### Task inputs

PR #1522, opened 2025-08-06
Feat/has impl

willemneal:
### What

[TODO: Short statement about what is changing.]

### Why

### Known limitations

[TODO or N/A]


willemneal:
I agree it is unusual for a rust trait to only expose some methods externally. However, this is already present in your example of `Pause`.  The trait has constraint `PauseHooks` which has `pause_before` that while present in `Pause`'s interface is not present in the exposed methods of the contract:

######

◆ Try it ◆
Go through the entries and copy every line that has "TODO".

◆ Answer box ◆
[TODO: Short statement about what is changing.]
[TODO or N/A]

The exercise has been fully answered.